Issue #371, opened 2026-08-09
security(release): keep Apple credentials out of dependency-controlled builds


skyl:
## Summary

The iOS and macOS release jobs materialize Apple credentials before running dependency-controlled build steps. A malicious or compromised Rust/npm/CocoaPods/build dependency can read those credentials during its build script, even if the later upload tooling is the only component that needs them.

Android's analogous build/sign/publish split is already tracked in #293. This issue covers the unaddressed Apple credential lifetime.

## Evidence

- The iOS job writes the App Store Connect private key to a global filesystem location before the build; the build runs later in `.github/workflows/zuuli-release.yml` around lines 380-478.
- `wallet/zuuli/scripts/mobile-release.sh:138-143` copies the App Store Connect key and then runs the application build.
- The script only needs that API key for later `altool` upload operations around lines 161-169.
- The macOS release job imports signing/App Store Connect material and then runs the release build around `zuuli-release.yml:704`.
- `wallet/zuuli/docs/releasing.md:68` describes an Admin App Store Connect key, increasing the blast radius.

## Impact

Arbitrary code executed by a transitive build dependency can exfiltrate long-lived Apple API keys or signing material, enabling unauthorized uploads or other actions allowed by the credential's role.

## Required remediation

- Build unsigned application artifacts in a credential-free job.
- Produce and attest immutable artifact digests.
- Pass only those artifacts into a minimal signing/notarization/upload job with no package-manager install, dependency build, or project-controlled build hooks.
- Materialize credentials immediately before the single operation that requires them and remove them immediately afterward.
- Replace Admin credentials with the minimum App Store Connect role and scope that supports the required upload.
- Apply the same invariant to macOS signing identities and notarization credentials.

## Acceptance criteria

- npm, Cargo, CocoaPods, Tauri, Xcode project build phases, and third-party build scripts never run while Apple private keys or signing secrets are available.
- The credential-bearing job accepts only a digest-verified artifact produced by the credential-free build.
- Store credentials have minimum privileges and are short-lived where supported.
- A canary build script proves Apple secret paths/environment variables are absent during all dependency-controlled steps.
- Android work remains tracked by #293.

PR #804, opened 2026-08-30
ZUULI Live: add camera and microphone preflight

### LINKED ISSUE #792: ZUULI Live preflight: camera, microphone, and device preview before provisioning
Parent: #784.

## Scope

Add a local camera/microphone/device preflight before ZUULI provisions or starts a livestream. This slice does not create backend rooms.

## Acceptance criteria

- [ ] Enumerate and select devices where supported.
- [ ] Request permissions only after explicit host intent.
- [ ] Show a local preview with clear mute defaults.
- [ ] Permission denial, no-device, and removed-device states have concise recovery actions.
- [ ] Cancel and unmount release every acquired track.
- [ ] No `live.start` call occurs before successful confirmation.
- [ ] Keyboard, screen-reader, reduced-motion, touch-target, and 320px layout coverage is included.
- [ ] Native permission manifests remain exact and are tested where applicable.

Likely surfaces: new `wallet/zuuli/src/features/live/media-preflight.ts`, `useMediaPreflight.ts`, preflight UI, `GoLiveDialog.tsx`, and focused tests.

skyl:
## Summary
- add an explicit-intent camera/microphone preflight with device enumeration and exact selection
- fail closed across denied, missing, busy, removed-device, and provisional-device races while releasing every current, provisional, or stale track
- require a distinct confirmed preview before provisioning, with accessible mute truth and mobile-safe layout
- lock exact Android/iOS/macOS capture permission manifests and signed-artifact policy with mutation-sensitive tests
- merge current `origin/main` normally and preserve its reviewed RealtimeKit CSP endpoints and browser regressions

## Exact-head evidence

Verified at `16737c2ea500b16bfcbf62a050bcba08f21bde8c`:

- `npm run typecheck`
- `npm run typecheck:tests`
- `npm run build`
- full Vitest: 882 passed, 5 skipped
- full Node policy suite: 379 passed, 5 skipped
- focused media Vitest: 36/36
- focused media Playwright: 9/9
- standalone full Playwright: 141/141, including both RealtimeKit CSP regressions
- action-pin and Rust-toolchain mutation self-tests plus live checks
- Apple credential, macOS entitlement, and permission-manifest mutation/live checks: 160/160
- unsigned universal Apple Tauri app build (`arm64` + `x86_64`); emitted bundle has both architectures and exact camera/microphone usage strings

Closes #792


skyl:
Exact-head CI blocker on `17e5f4560f3c5cccdfc7fc2667abff7fd84edcf0`: both change detectors and required gates fail because this PR changes the canonical `wallet/zuuli/package.json#test` literal to add `media-permission-manifests.node-test.mjs` without updating the compiler-bound contract in `scripts/check-github-actions-pins.mjs`. The rs log reports the expected canonical script verbatim.

Please preserve the canonical `test` script by folding this audit into an already-bound Node test, or deliberately update the checker and its mutation controls as part of the same authority change. A new push requires fresh exact-head code review and CI. The media/security review is still in progress; this comment is not a complete correctness verdict.

skyl:
A second exact-head blocker is confirmed on `17e5f4560f3c5cccdfc7fc2667abff7fd84edcf0`:

P2 — removed-device recovery is currently a dead end. The `devicechange` path detects a missing selected camera/microphone and sets `removed`, but leaves `selectedRef`/`selected` holding the removed exact device IDs. The failure-state **Try again** calls `requestPreview`, which reuses those IDs and asks `getUserMedia` for the gone device again. The failure UI also hides the selectors while telling the user to “choose another device.” The focused test proves only the transition to `removed`, not recovery.

Please clear/fallback the vanished selection and/or keep remaining-device selectors available in recovery, then add a test that actually recovers using a surviving camera/microphone. The hard-red canonical-test-script gate blocker from the earlier comment also remains at this head. Any new push resets the review and CI binding.

skyl:
A third P2 is confirmed on exact head `17e5f4560f3c5cccdfc7fc2667abff7fd84edcf0`: the Android “exact permission set” test is fail-open. Its regex recognizes only the exact single-attribute, self-closing `<uses-permission android:name="…" />` spelling. A new permission with another attribute, a non-self-closing element, or a `<uses-permission-sdk-23>` element is invisible, so authority can expand while the claimed exact/non-duplicated test stays green.

Please parse or conservatively enumerate every Android permission element, fail closed on unrecognized permission-element forms, and add negative mutations for alternate valid spellings/permission element types. The checked-in manifests currently retain the expected set; this finding is about the guard's claimed ability to hold that set.

The canonical test-script gate failure and removed-device recovery finding also remain open at this head.

skyl:
A release-level P1 is confirmed on exact head `17e5f4560f3c5cccdfc7fc2667abff7fd84edcf0`: the signed/notarized macOS product cannot satisfy this capture feature under the current authority contract.

The release workflow signs `ZUULI.app` with Hardened Runtime (`codesign --options runtime`) while `src-tauri/Entitlements.plist`, the source checker, signing step, and signed-artifact verifier all require the exact three-key Keychain-only entitlement set. Apple documents that Hardened Runtime camera/audio capture requires `com.apple.security.device.camera = true` and `com.apple.security.device.audio-input = true`. The desktop app also has no macOS Info.plist carrying `NSCameraUsageDescription` / `NSMicrophoneUsageDescription`; those descriptions currently exist only on the iOS path, while Apple requires the keys for apps using camera/microphone APIs.

Primary references:
- https://developer.apple.com/documentation/bundleresources/entitlements/com.apple.security.device.camera
- https://developer.apple.com/documentation/bundleresources/entitlements/com.apple.security.device.audio-input
- https://developer.apple.com/documentation/bundleresources/information-property-list/nscamerausagedescription
- https://developer.apple.com/documentation/bundleresources/information-property-list/nsmicrophoneusagedescription

Please add the narrowly scoped camera/audio-input entitlements and macOS usage descriptions, then update the source, workflow, credential-boundary, and signed-artifact verification policies so the exact new authority is compiler-bound. Add packaged macOS artifact verification for both entitlements and both Info.plist strings. Packaging smoke cannot prove runtime capture without this authority. The prior red gates and P2 findings also remain open.

skyl:
Rebound to exact head `872fba2e6d377b872b25ffae381d7375f1a59fc7`. The submitted delta fixes the canonical-test-script gate defect and removed-device recovery with generation-bound enumeration/fallback tests. Those prior findings are closed.

Two blockers remain unchanged: the Android exact-permission guard is still fail-open to alternate valid permission-element spellings/types (P2), and the signed Hardened Runtime macOS product still lacks camera/audio-input entitlements plus macOS usage descriptions and exact release/artifact verification (P1). This head is also behind current main and fresh CI is pending. Any push/base update resets the binding.

skyl:
One additional P2 remains on exact head `872fba2e6d377b872b25ffae381d7375f1a59fc7`: stale exact device selections survive close/reopen and acquisition errors. `release()` does not clear selection; reopening enumeration only updates the device list, and `devicechange` returns whenever there is no current stream. If a selected device disappears while the dialog is closed—or between selection and acquisition—`getUserMedia` receives the stale exact ID, the `OverconstrainedError` path leaves it intact, and **Try again** repeats the same dead request despite a valid replacement device.

Please sanitize stored selection against each successful enumeration even with no current stream and/or clear invalid exact IDs on `no-device`. Add close → unplug → reopen recovery and selection-race recovery regressions. The Android permission-test P2 and signed macOS authority P1 also remain at this head.

skyl:
## Adversarial review — release-workflow and Apple entitlement surface

I focused on the protected-release/entitlement changes and verified them by running the actual boundary scripts against the PR's real files (not just reading the diff):

- `node scripts/apple-credential-boundary.mjs` → **passes** against the PR's `zuuli-release.yml`. This confirms the updated `macos-sign` job-body SHA-256 pin (`1373f642...`) is the correct hash of the *new* job content (extra `plutil -lint`/`NSCameraUsageDescription`/`NSMicrophoneUsageDescription`/entitlement-key checks), not a blindly-bumped value. No new secrets, no new job, no relocation of credential material — the added lines are read-only `plutil`/`test` assertions.
- `node scripts/macos-keychain-entitlements.mjs` → **passes**, confirms `tauri.conf.json`'s new `bundle.macOS.infoPlist: "Info.macos.plist"` and the two new entitlement keys are exactly the reviewed/pinned values.
- `node --test` on `apple-credential-boundary.node-test.mjs`, `macos-keychain-entitlements.node-test.mjs`, `media-permission-manifests.node-test.mjs` → **160/160 pass**.
- `vitest run` on `MediaPreflight.test.tsx`, `media-preflight.test.ts`, `useMediaPreflight.test.tsx` → **36/36 pass**.

### 1. Protected-release workflow (`zuuli-release.yml`, `zuuli-packaging.yml`)
No weakening of the credential boundary. Every change in the diff is an *additional* verification step (`plutil -lint`, exact-string checks on `NSCameraUsageDescription`/`NSMicrophoneUsageDescription`, and two new required entitlement keys added to the existing exact-keyset assertion `keys | sort | join(",")`). `Info.macos.plist` is now shipped through the same checksum-manifest/attestation path as `Entitlements.plist` (added to `CHECKSUMS.sha256` inputs and the expected-member inventory in both the unsigned-builder and signer jobs) — so it's covered by the same integrity chain, not a side channel. `apple-credential-boundary.mjs`'s per-job SHA-256 pin plus its new `requireText` assertions on `macos-sign`/`macos-finalize` mean any future attempt to touch these checks without updating the reviewed hash fails CI. This directly satisfies the #371 concern — nothing here creates a path for a dependency-controlled build to reach Apple credentials.

### 2. Entitlements/Info.plist
Minimal and matched to actual use: `com.apple.security.device.camera` + `com.apple.security.device.audio-input` (both `true`), and `NSCameraUsageDescription`/`NSMicrophoneUsageDescription` describing exactly the live-broadcast/join use case. No broader entitlement (no photo library, no location, no network-server, etc.) was added. `media-permission-manifests.node-test.mjs` further cross-checks that the Android manifest permission set is exact (`INTERNET`, `CAMERA`, `RECORD_AUDIO`, `MODIFY_AUDIO_SETTINGS`, no more) and that the iOS `Info.ios.plist`/generated Info.plist/`project.yml` carry byte-identical copy to the new macOS strings.

### 3. `tauri.conf.json` vs. #818 RealtimeKit CSP
The only change in this file is `bundle.macOS.infoPlist`. **No CSP or `capabilities` key is touched at all** — there is zero overlap with #818's RealtimeKit CSP-endpoint allowlist, so no regression risk to the #813 livestream path.

### 4. `check-github-actions-pins.mjs`
The only change is adding `media-permission-manifests.node-test.mjs` to the required frontend `test` script contents list — this is a stricter requirement (CI now also enforces this script is wired into `npm test`), not a relaxation. All actions remain pinned by SHA elsewhere in the workflows (unchanged by this PR).

### 5. Preflight UX — fail-closed and cleanup
- `GoLiveDialog.tsx`: `canStart` requires `preflight.status === "ready"`; `handleStart` re-checks `preflight.status !== "ready"` before starting. Denial/no-device/busy/removed/unsupported/failed states all block the Start button and show recovery copy (`MediaPreflight.tsx` `FAILURE_COPY`).
- Track cleanup is thorough: `stopMediaStream` wraps each `track.stop()` in try/catch so one bad track can't block releasing the rest; `useMediaPreflight`'s effect teardown calls `invalidateAndStop()` on unmount/`active` flip; `GoLiveDialog.handleOpenChange` calls `preflight.release()` on any close path (Cancel button, outside click, Escape — all route through Radix's `onOpenChange`); `startAfterMediaConfirmation` explicitly releases the preview stream before handing off to `live.start()` so the local preview stream is never leaked into the provisioning call, even on failure.
- Microphone defaults muted (`track.enabled = false` on install, `microphoneEnabled` initial state `false`) — camera does not silently start hot-mic'd.
- `MediaPreflight.tsx`'s own video-element effect also tears down (`video.pause()`, `srcObject = null`) on stream change/unmount.

### Minor / non-blocking nits
- `useMediaPreflight.ts`'s `onDeviceChange` handler computes `nextSelection = selectedRef.current` and then immediately does `selectedRef.current = nextSelection; setSelected(nextSelection)` — a no-op reassignment (dead code, not a bug).
- Camera preview turns off then back on around `startAfterMediaConfirmation` (preview stream stopped, then RealtimeKit's own `getUserMedia` call re-acquires) — a brief flicker/re-prompt-free re-acquire, not a defect, just worth knowing about if a future bug report mentions a momentary camera-light blink when going live.

### CI status caveat (process, not code)
At review time the PR's **required** `gate` check (workflow "wallet/zuuli") had not yet reported — `zuuli / frontend` (runs exactly the `npm test` suite that includes the two boundary scripts) was still `IN_PROGRESS`, and `Desktop / macOS universal app` (runs the new `plutil`/entitlement assertions against a real built `.app`) was still `QUEUED`. Only `rs / gate` (the Rust-side required check) and non-required jobs (`Release identity`, `Rust / formatting`, `changes`) had completed. Branch protection requires both `gate` and `rs / gate`, so this PR cannot actually merge until the frontend/packaging gate finishes — this is not a defect in the PR, just a note that "CI already green" wasn't fully accurate as of this review; I verified the equivalent checks manually instead (see above).

## Verdict: APPROVE

No security or correctness defect found in the release-workflow, entitlements, or CSP surfaces. The change is additive and self-verifying (new SHA-pinned job bodies, new exact-value assertions at every stage of the macOS signing/build/finalize/DMG chain, cross-platform copy-consistency test). The media preflight hook fails closed and cleans up capture tracks on every exit path I could find. Confirmed independently by running the actual boundary/entitlement scripts and full preflight test suites against the PR's real files, not just reading the diff.

**Release-workflow and `tauri.conf.json` changes are safe to have on `main` while builds 18/19 ship**: the protected-environment boundary, the `zuuli-mobile-store` concurrency lane it doesn't touch, and the status-freshness/release-identity checks are all unaffected; `tauri.conf.json` makes no CSP change at all, so there's no interaction with #818's RealtimeKit CSP fix. The only remaining gate is CI finishing (`gate` required check), which is a merge-timing matter, not a code-review one.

What is needed
Repeat exactly, please, each line from the beginning of the data through the line with "- Materialize credentials" in it, and only those lines.

Solution to this problem
Issue #371, opened 2026-08-09
security(release): keep Apple credentials out of dependency-controlled builds


skyl:
## Summary

The iOS and macOS release jobs materialize Apple credentials before running dependency-controlled build steps. A malicious or compromised Rust/npm/CocoaPods/build dependency can read those credentials during its build script, even if the later upload tooling is the only component that needs them.

Android's analogous build/sign/publish split is already tracked in #293. This issue covers the unaddressed Apple credential lifetime.

## Evidence

- The iOS job writes the App Store Connect private key to a global filesystem location before the build; the build runs later in `.github/workflows/zuuli-release.yml` around lines 380-478.
- `wallet/zuuli/scripts/mobile-release.sh:138-143` copies the App Store Connect key and then runs the application build.
- The script only needs that API key for later `altool` upload operations around lines 161-169.
- The macOS release job imports signing/App Store Connect material and then runs the release build around `zuuli-release.yml:704`.
- `wallet/zuuli/docs/releasing.md:68` describes an Admin App Store Connect key, increasing the blast radius.

## Impact

Arbitrary code executed by a transitive build dependency can exfiltrate long-lived Apple API keys or signing material, enabling unauthorized uploads or other actions allowed by the credential's role.

## Required remediation

- Build unsigned application artifacts in a credential-free job.
- Produce and attest immutable artifact digests.
- Pass only those artifacts into a minimal signing/notarization/upload job with no package-manager install, dependency build, or project-controlled build hooks.
- Materialize credentials immediately before the single operation that requires them and remove them immediately afterward.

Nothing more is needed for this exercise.